Membrane phospholipids, such as phosphatidylcholine (lecithin) and phosphatidylethanolamine (cephalin), consist of two long, nonpolar (hydrophobic) hydrocarbon chains linked to a charged (hydrophilic) head group. Cholesterol is also a constituent of cell membranes. Within the membrane, phospholipids are most stable when organized into a double layer with their hydrophobic (nonpolar) chains directed toward the center of the membrane and their hydrophilic (charged) heads directed outward (Figure 2–1). Cholesterol breaks up the close packing of the phospholipid long chains, and this disruption makes the membrane more fluid. The cell controls the fluidity of the membranes through the amount of cholesterol present. The lipid composition of each half of the bilayer is different. For example, in red blood cells (erythrocytes), phosphatidylcholine and sphingomyelin are more abundant in the outer half of the membrane, whereas phosphatidylserine and phosphatidylethanolamine are more concentrated in the inner half. Some of the lipids, known as glycolipids, possess oligosaccharide chains that extend outward from the surface of the cell membrane and thus contribute to lipid asymmetry (Figures 2–3A and 2–4).
A: The fluid mosaic model of membrane structure. The membrane consists of a phospholipid double layer with proteins inserted in it (integral proteins) or bound to the cytoplasmic surface (peripheral proteins). Integral membrane proteins are firmly embedded in the lipid layers. Some of these proteins completely span the bilayer and are called transmembrane proteins, whereas others are embedded in either the outer or inner leaflet of the lipid bilayer. The dotted line in the integral membrane protein is the region where hydrophobic amino acids interact with the hydrophobic portions of the membrane. Many of the proteins and lipids have externally exposed oligosaccharide chains.

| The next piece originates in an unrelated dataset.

PR #1036, opened 2026-06-30
Consume the auto-closed brace when accepting a substitution completion

### LINKED ISSUE #1761: Dashboard editor inserts extra } when accepting substitution autocomplete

B: Membrane cleavage occurs when a cell is frozen and fractured (cryofracture). Most of the membrane particles (1) are proteins or aggregates of proteins that remain attached to the half of the membrane adjacent to the cytoplasm (P, or protoplasmic, face of the membrane). Fewer particles are found attached to the outer half of the membrane (E, or extracellular, face). For every protein particle that bulges on one surface, a corresponding depression (2) appears in the opposite surface. Membrane splitting occurs along the line of weakness formed by the fatty acid tails of membrane phospholipids, since only weak hydrophobic interactions bind the halves of the membrane along this line. (Modified and reproduced, with permission, from Krstíc RV: Ultrastructure of the Mammalian Cell. Springer-Verlag, 1979.)